BRIEF >> Return all lines of the data in which the string "about" occurs.

ENTRIES PROVIDED >>

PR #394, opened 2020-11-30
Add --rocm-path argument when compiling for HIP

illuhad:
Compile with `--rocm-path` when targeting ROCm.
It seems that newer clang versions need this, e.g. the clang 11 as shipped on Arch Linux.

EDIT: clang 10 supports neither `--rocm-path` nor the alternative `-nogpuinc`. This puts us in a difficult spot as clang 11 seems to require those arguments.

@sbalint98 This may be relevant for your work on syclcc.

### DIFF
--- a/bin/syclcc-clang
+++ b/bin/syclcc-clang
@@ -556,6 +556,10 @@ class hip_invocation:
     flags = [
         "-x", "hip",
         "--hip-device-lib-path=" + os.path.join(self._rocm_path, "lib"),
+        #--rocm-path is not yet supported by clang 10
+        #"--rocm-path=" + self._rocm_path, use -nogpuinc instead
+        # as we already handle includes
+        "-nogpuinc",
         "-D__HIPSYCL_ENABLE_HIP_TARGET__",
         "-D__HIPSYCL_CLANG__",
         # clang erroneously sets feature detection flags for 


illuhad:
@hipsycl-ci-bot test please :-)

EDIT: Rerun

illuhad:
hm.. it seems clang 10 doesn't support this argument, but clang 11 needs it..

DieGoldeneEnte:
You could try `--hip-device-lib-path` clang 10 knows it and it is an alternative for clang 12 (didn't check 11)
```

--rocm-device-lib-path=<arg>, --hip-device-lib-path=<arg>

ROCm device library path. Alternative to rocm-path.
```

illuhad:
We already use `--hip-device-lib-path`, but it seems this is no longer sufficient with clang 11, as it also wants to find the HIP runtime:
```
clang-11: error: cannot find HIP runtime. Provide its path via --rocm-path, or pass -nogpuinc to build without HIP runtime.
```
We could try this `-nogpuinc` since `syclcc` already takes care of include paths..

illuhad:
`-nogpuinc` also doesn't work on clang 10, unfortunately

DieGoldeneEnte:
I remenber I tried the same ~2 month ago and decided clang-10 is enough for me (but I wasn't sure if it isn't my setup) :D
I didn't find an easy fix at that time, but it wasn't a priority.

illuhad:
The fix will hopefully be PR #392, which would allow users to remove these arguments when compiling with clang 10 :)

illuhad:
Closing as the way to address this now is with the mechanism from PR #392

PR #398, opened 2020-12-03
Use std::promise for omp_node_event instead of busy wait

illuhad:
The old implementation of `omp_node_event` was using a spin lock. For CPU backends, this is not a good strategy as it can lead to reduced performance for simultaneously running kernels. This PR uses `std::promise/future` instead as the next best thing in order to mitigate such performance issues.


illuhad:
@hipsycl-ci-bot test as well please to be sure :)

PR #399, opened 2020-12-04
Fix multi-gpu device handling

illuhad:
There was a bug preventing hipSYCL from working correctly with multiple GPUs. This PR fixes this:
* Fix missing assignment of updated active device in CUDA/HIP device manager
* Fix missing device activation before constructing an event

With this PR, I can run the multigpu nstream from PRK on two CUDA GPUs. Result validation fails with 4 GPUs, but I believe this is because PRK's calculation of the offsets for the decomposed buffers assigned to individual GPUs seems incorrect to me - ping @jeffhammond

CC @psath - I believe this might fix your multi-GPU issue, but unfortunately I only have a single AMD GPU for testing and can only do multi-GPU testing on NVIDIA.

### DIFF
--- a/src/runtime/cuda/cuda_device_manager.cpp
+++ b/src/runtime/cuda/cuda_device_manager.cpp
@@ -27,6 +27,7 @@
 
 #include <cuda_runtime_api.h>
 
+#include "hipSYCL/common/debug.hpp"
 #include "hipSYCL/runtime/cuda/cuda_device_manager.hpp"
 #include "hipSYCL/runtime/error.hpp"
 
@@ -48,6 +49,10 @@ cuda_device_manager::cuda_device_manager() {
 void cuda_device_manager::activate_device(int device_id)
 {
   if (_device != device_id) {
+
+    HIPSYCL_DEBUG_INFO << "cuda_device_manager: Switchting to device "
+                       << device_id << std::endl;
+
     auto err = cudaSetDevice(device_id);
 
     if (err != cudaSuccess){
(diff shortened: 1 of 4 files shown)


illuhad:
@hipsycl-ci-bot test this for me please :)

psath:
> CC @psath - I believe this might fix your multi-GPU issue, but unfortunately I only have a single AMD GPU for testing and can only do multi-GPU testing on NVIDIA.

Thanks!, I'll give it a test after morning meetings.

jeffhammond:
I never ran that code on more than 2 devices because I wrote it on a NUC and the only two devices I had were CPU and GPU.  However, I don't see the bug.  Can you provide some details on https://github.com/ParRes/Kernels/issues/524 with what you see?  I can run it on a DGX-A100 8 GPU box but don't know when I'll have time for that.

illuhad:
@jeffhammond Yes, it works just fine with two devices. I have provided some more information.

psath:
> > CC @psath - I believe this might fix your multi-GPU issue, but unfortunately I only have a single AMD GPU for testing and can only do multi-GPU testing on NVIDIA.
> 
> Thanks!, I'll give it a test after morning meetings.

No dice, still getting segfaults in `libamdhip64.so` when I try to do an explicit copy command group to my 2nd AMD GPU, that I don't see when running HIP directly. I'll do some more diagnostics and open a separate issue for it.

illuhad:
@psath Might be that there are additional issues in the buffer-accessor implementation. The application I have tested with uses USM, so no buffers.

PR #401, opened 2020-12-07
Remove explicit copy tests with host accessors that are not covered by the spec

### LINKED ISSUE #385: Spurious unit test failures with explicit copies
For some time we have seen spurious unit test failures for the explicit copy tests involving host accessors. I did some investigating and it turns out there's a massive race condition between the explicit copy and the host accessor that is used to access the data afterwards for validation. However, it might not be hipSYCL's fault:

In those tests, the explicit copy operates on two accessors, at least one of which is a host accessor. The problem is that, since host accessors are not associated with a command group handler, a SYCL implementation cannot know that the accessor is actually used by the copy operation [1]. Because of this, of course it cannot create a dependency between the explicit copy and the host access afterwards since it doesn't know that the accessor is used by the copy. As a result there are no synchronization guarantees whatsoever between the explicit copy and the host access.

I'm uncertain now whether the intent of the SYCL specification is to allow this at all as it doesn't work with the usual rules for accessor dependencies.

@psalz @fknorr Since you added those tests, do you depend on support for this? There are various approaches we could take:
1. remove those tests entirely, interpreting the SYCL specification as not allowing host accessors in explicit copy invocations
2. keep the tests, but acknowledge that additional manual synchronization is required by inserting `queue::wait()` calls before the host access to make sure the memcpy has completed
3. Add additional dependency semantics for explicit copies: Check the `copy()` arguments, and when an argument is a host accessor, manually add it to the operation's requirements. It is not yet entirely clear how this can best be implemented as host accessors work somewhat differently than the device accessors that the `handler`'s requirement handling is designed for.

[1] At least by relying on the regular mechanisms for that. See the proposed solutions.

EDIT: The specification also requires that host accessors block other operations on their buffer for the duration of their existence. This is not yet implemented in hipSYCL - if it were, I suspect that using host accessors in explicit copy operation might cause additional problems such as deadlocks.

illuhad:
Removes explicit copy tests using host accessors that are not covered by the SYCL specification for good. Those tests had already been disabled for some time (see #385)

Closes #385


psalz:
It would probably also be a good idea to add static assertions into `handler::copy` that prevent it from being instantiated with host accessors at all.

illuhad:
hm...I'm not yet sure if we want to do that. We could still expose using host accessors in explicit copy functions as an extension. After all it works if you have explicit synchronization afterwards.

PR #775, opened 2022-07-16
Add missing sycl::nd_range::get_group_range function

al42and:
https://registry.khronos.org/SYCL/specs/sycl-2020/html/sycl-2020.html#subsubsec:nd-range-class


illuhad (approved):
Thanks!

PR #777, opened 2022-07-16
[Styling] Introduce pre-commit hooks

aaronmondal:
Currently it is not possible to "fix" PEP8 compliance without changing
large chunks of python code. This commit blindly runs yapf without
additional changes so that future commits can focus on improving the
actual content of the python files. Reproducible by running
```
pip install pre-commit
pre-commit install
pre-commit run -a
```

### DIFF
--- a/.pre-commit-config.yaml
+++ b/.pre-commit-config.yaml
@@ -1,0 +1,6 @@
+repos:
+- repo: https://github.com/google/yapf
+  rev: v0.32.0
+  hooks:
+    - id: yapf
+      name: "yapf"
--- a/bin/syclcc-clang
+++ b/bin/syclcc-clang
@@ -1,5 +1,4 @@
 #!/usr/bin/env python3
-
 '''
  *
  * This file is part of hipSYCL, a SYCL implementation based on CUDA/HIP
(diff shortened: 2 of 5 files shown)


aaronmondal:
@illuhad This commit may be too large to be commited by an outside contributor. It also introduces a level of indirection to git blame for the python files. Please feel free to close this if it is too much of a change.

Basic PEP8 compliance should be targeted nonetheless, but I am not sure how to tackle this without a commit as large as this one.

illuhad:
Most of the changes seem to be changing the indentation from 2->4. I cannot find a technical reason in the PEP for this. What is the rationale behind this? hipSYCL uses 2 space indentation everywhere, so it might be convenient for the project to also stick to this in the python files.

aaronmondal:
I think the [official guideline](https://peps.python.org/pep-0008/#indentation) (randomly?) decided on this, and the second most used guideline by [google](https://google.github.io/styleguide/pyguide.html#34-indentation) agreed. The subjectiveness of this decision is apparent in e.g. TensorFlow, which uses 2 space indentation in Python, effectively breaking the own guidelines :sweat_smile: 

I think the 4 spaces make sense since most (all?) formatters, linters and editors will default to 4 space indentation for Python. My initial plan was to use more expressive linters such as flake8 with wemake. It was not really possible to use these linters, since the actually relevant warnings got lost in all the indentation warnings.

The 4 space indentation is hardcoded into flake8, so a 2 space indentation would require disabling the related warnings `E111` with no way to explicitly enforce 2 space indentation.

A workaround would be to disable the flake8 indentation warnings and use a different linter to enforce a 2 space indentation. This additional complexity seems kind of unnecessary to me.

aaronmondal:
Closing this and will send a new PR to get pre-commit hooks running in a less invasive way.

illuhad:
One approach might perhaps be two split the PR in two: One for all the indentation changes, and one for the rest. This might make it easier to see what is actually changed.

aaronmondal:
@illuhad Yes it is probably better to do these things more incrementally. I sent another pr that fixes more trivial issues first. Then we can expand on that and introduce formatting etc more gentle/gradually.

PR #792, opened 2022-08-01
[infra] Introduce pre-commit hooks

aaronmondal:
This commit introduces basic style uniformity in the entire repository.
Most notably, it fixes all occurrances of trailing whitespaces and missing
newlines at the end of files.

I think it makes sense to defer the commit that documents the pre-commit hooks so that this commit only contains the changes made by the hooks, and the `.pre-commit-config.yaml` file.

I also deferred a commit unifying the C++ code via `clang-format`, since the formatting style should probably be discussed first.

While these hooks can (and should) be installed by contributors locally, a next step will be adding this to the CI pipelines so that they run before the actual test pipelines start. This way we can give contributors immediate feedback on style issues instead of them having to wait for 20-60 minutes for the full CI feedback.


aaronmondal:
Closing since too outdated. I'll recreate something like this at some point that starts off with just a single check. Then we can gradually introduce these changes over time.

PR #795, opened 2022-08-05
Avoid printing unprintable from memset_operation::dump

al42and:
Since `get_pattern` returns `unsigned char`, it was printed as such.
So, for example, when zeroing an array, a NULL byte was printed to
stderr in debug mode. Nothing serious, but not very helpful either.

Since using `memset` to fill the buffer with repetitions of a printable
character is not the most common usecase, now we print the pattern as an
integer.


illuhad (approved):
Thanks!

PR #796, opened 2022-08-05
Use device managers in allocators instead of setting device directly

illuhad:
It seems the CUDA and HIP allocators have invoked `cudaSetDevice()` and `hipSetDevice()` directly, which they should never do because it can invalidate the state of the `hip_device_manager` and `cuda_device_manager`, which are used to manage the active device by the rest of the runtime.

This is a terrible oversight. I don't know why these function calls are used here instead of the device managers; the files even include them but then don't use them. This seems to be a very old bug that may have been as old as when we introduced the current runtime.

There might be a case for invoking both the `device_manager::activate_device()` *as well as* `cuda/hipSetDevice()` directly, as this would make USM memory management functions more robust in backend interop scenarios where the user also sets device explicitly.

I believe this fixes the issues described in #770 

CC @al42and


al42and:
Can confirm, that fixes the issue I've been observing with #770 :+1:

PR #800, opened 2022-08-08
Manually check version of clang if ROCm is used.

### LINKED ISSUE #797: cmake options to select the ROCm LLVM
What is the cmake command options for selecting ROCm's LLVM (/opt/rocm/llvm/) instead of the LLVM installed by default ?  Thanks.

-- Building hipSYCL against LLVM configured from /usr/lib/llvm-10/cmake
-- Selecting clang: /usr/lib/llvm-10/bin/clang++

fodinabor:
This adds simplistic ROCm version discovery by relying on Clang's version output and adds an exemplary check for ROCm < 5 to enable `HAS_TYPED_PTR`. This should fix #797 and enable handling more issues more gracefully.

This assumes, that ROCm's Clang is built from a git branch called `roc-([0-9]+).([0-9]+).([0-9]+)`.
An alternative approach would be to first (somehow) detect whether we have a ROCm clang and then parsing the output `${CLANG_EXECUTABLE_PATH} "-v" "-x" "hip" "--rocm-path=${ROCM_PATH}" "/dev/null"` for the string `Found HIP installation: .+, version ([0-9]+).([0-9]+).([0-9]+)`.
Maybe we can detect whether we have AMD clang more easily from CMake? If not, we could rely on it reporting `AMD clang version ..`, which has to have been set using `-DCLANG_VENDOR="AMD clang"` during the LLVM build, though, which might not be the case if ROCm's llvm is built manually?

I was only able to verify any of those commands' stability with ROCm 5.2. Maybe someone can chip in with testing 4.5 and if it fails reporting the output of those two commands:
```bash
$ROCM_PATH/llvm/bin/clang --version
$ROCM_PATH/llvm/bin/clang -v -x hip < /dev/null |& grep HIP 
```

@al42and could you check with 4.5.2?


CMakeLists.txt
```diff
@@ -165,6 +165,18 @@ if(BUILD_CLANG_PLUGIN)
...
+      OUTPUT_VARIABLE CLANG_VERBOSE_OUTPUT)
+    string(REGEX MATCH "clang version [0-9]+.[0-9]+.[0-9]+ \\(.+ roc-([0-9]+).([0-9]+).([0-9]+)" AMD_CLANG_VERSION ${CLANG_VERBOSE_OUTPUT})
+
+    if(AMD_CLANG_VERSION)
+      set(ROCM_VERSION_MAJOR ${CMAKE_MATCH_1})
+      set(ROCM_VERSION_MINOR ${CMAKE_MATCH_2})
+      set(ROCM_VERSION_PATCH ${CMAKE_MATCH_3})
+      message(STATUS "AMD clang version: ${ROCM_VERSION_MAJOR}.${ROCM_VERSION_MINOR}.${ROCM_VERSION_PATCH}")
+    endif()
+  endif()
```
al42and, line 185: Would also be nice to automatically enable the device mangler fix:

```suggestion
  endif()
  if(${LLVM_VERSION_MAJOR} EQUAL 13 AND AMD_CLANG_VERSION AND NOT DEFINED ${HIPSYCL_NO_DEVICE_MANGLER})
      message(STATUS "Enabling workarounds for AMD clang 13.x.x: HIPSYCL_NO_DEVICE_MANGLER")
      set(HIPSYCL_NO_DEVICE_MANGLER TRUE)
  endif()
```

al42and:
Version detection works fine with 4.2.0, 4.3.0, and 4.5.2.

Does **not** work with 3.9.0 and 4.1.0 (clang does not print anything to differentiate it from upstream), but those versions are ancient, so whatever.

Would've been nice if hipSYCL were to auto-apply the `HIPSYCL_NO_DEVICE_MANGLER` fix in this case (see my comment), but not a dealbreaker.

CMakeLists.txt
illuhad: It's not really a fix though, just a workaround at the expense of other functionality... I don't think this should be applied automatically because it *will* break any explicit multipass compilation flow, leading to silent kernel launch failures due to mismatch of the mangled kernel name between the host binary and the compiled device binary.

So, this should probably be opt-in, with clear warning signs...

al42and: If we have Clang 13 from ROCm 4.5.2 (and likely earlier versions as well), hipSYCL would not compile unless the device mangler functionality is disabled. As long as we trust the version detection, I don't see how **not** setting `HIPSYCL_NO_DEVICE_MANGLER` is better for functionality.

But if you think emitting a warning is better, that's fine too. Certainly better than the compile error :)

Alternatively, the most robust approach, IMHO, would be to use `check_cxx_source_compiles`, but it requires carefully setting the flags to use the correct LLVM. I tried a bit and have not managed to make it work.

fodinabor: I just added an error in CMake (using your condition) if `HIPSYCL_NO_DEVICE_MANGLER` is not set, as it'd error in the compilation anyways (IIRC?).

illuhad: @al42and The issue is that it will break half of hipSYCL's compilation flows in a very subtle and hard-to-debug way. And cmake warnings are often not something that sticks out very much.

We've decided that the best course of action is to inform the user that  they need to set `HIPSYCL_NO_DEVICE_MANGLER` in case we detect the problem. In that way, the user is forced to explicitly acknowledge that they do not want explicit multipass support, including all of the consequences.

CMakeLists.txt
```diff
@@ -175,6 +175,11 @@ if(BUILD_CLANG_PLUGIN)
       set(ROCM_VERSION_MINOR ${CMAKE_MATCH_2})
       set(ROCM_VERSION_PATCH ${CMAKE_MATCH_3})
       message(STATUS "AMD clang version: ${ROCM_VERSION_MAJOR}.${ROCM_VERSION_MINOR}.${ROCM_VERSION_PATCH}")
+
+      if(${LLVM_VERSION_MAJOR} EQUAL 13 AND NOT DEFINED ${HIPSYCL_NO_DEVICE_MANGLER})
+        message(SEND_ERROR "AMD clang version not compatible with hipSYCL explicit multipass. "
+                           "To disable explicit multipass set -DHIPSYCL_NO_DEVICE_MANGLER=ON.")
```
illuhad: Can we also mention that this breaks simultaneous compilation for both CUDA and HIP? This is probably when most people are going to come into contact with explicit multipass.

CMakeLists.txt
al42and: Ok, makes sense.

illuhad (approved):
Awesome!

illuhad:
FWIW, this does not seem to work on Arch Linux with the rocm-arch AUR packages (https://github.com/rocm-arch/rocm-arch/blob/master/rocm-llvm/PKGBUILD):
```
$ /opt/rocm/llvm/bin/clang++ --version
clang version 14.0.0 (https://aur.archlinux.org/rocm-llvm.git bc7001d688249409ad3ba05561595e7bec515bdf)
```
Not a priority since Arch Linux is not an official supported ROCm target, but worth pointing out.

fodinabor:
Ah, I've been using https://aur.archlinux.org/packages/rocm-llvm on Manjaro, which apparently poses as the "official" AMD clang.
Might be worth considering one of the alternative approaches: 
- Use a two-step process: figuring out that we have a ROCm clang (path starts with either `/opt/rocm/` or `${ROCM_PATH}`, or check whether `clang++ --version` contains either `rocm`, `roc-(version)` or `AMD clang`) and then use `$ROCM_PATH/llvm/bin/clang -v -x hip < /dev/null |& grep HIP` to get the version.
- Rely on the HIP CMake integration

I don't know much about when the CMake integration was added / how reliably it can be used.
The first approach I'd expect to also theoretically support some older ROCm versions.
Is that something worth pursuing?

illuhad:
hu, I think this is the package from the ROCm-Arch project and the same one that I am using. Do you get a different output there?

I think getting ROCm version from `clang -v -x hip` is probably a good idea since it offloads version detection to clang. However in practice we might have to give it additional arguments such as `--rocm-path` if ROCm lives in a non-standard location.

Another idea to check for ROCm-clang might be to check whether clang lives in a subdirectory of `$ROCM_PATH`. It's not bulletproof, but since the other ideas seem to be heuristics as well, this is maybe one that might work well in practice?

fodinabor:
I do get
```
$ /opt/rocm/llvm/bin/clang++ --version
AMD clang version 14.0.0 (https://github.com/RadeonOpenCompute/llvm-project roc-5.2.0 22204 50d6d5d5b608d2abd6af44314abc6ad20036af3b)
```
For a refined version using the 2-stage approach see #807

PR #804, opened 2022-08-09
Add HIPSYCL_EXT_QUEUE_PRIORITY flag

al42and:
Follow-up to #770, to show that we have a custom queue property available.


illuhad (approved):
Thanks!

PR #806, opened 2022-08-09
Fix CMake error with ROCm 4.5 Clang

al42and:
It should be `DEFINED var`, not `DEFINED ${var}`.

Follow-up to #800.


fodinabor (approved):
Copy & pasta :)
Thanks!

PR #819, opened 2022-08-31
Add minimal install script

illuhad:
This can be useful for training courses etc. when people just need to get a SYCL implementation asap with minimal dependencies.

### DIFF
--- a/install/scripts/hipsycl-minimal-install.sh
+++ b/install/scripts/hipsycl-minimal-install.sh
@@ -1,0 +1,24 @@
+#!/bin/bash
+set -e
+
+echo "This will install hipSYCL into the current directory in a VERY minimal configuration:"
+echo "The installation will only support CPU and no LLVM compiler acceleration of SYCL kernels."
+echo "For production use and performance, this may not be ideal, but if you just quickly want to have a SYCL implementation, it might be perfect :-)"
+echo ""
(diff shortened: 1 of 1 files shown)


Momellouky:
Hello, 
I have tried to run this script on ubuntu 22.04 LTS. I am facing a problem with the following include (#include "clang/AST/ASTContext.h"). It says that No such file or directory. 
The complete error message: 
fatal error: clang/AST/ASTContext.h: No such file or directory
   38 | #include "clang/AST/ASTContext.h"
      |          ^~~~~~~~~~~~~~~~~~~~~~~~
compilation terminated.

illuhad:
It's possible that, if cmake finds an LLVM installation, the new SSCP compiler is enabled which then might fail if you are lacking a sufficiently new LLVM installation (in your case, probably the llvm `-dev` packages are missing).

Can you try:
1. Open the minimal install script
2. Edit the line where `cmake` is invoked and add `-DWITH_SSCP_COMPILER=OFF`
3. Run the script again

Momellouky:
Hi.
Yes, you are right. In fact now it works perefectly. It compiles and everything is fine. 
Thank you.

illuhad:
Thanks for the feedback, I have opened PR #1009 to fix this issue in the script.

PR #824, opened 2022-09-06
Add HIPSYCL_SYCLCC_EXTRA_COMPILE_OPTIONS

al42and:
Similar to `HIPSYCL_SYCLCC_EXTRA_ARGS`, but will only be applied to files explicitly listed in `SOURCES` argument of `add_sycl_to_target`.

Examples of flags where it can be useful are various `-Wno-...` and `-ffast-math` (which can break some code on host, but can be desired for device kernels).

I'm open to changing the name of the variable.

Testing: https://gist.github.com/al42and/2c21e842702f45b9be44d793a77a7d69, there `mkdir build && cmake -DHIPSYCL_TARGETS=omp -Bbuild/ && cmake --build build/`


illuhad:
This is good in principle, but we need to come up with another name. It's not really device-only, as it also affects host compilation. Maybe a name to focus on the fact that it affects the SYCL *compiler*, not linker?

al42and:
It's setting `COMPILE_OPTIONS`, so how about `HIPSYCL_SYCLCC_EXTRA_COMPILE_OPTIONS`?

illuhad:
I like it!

TASK ANSWER >>
I don't know much about when the CMake integration was added / how reliably it can be used.
It's setting `COMPILE_OPTIONS`, so how about `HIPSYCL_SYCLCC_EXTRA_COMPILE_OPTIONS`?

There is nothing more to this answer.